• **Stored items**

———

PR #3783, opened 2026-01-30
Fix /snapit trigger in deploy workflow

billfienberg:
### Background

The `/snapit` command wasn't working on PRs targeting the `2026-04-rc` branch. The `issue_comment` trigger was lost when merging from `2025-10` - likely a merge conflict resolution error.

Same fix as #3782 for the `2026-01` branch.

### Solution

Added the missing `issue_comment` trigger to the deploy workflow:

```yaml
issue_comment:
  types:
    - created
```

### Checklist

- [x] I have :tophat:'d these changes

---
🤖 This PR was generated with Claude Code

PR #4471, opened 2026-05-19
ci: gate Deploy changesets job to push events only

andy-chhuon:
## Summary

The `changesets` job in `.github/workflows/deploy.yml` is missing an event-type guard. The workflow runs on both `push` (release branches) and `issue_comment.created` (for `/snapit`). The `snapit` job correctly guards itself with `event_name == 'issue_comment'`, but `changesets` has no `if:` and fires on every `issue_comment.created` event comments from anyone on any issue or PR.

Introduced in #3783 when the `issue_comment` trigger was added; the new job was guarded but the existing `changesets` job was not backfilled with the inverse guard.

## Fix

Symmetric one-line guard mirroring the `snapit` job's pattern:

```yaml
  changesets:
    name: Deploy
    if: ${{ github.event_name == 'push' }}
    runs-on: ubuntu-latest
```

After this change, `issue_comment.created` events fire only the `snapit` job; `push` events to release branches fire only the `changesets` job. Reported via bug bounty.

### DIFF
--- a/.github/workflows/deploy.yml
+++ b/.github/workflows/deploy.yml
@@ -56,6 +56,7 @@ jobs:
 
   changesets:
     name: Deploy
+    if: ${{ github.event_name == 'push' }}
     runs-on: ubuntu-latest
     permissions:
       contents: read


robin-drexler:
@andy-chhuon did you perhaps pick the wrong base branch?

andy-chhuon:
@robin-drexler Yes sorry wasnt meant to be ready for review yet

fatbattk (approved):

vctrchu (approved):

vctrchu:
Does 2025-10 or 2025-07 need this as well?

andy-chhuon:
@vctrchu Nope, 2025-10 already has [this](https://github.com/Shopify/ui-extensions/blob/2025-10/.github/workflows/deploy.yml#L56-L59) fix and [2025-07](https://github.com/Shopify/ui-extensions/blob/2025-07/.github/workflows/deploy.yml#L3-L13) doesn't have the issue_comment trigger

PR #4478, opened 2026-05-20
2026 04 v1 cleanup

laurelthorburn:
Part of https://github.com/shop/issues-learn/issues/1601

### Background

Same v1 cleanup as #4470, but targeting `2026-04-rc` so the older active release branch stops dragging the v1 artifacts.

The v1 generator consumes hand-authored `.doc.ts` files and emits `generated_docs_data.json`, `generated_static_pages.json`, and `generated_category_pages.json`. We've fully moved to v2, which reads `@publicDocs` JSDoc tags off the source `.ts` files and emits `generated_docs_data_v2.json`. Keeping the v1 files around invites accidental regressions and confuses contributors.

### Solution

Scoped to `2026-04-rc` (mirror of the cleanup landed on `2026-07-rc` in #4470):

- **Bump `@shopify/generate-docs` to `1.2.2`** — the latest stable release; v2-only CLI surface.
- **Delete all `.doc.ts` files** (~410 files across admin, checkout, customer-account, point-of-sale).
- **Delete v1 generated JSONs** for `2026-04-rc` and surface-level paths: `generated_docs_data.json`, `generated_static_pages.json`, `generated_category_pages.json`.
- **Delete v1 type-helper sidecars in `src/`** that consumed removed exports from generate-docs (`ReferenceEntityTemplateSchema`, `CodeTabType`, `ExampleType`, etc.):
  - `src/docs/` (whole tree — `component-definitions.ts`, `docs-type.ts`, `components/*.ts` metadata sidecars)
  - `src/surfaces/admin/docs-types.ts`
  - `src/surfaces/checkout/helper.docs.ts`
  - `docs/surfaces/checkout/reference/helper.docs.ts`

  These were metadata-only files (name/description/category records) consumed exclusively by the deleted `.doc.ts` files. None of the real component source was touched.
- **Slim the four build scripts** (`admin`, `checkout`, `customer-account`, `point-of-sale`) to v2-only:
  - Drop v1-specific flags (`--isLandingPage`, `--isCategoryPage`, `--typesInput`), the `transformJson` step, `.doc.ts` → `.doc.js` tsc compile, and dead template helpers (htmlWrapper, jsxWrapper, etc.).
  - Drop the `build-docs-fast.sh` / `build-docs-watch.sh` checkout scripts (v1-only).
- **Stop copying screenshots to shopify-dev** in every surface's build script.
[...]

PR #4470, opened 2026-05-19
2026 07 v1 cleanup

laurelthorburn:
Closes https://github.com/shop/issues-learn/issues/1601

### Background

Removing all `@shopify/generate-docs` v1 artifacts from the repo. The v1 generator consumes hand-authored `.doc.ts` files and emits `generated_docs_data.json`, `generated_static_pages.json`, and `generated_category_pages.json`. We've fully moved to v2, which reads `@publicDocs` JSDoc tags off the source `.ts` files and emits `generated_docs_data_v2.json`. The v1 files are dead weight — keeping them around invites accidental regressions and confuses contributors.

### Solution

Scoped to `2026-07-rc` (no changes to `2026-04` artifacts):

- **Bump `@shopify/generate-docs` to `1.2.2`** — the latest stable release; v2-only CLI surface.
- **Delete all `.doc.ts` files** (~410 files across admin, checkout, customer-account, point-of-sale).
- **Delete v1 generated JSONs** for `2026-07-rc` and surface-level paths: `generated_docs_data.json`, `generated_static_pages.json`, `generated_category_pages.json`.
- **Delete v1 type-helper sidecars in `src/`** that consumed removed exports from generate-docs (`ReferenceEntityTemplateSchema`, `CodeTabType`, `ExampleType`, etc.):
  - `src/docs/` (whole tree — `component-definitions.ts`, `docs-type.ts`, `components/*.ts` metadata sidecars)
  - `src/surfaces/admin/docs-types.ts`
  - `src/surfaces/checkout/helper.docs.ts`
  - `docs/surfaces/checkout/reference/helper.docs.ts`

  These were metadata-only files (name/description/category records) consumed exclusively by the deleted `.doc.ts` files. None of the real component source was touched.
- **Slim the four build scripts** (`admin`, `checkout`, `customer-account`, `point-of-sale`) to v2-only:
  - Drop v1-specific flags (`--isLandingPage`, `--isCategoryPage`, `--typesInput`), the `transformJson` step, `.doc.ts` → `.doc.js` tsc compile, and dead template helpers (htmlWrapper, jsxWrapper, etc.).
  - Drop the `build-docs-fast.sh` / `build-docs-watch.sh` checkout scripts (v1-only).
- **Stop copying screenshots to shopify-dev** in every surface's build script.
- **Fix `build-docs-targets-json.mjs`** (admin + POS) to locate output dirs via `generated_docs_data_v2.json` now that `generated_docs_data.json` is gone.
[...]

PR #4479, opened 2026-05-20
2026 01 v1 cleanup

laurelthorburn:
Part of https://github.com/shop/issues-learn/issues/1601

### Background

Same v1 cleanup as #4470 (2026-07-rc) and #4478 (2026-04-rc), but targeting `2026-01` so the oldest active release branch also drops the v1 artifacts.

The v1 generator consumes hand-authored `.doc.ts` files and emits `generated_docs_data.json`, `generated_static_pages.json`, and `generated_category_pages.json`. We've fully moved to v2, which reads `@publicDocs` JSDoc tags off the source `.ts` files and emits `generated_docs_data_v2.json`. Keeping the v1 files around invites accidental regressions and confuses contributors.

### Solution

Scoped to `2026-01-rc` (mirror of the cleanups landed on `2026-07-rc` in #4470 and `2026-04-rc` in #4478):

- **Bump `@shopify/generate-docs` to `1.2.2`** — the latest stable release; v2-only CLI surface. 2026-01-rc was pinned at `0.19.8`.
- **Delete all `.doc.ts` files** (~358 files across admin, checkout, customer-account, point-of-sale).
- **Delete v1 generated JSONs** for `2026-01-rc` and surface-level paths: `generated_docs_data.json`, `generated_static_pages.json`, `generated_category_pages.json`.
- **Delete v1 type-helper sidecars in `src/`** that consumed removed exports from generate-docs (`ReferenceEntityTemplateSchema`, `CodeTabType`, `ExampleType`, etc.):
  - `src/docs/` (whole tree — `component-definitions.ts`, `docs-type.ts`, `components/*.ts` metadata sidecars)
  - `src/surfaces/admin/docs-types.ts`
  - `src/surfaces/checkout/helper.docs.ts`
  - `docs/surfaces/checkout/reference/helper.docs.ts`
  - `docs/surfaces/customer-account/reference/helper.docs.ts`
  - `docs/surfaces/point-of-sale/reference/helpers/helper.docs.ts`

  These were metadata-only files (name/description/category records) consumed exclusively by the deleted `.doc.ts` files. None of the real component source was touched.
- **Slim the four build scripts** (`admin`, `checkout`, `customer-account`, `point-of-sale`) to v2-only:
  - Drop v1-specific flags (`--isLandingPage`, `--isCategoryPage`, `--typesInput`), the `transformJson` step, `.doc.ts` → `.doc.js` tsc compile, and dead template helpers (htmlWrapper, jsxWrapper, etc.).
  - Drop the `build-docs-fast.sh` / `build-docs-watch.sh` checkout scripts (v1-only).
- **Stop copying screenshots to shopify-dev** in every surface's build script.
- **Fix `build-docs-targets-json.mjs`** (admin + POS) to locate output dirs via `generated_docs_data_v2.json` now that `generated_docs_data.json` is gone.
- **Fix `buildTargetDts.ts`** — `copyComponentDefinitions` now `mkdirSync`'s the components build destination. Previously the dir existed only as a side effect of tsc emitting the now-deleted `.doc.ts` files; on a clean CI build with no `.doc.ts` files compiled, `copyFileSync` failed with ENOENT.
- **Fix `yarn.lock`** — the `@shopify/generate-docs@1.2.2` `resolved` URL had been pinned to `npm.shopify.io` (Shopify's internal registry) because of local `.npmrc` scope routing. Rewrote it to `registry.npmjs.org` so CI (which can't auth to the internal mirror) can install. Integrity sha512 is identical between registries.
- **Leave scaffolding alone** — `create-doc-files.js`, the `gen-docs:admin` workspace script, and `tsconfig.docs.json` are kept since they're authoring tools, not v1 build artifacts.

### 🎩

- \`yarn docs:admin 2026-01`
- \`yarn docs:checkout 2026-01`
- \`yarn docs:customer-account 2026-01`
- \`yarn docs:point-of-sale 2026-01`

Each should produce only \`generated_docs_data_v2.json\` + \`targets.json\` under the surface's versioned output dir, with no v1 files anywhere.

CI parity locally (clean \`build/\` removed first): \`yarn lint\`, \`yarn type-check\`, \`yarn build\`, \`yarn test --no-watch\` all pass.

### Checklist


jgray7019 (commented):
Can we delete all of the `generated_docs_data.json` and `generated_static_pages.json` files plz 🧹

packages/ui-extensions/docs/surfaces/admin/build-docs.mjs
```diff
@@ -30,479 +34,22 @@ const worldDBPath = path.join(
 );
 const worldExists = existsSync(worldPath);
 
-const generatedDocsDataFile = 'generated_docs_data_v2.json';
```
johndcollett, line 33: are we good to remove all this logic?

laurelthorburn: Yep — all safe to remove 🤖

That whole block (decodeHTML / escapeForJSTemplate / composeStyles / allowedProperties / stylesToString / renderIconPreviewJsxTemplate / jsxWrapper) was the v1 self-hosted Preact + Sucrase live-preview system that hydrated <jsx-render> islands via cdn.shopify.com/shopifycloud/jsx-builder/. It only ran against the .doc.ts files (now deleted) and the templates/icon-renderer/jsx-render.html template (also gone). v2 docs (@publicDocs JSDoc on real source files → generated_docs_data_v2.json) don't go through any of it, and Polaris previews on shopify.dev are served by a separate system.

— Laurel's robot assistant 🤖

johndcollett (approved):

———

• **TASK DIRECTIONS**
Copy over exactly the lines above from the one with "packages/ui-extensions/docs/surfaces/admin/build-docs.mjs" to the last, both included, and no others.

• **WRITTEN SOLUTION**
packages/ui-extensions/docs/surfaces/admin/build-docs.mjs
```diff
@@ -30,479 +34,22 @@ const worldDBPath = path.join(
 );
 const worldExists = existsSync(worldPath);
 
-const generatedDocsDataFile = 'generated_docs_data_v2.json';
```
johndcollett, line 33: are we good to remove all this logic?

laurelthorburn: Yep — all safe to remove 🤖

That whole block (decodeHTML / escapeForJSTemplate / composeStyles / allowedProperties / stylesToString / renderIconPreviewJsxTemplate / jsxWrapper) was the v1 self-hosted Preact + Sucrase live-preview system that hydrated <jsx-render> islands via cdn.shopify.com/shopifycloud/jsx-builder/. It only ran against the .doc.ts files (now deleted) and the templates/icon-renderer/jsx-render.html template (also gone). v2 docs (@publicDocs JSDoc on real source files → generated_docs_data_v2.json) don't go through any of it, and Polaris previews on shopify.dev are served by a separate system.

— Laurel's robot assistant 🤖

johndcollett (approved):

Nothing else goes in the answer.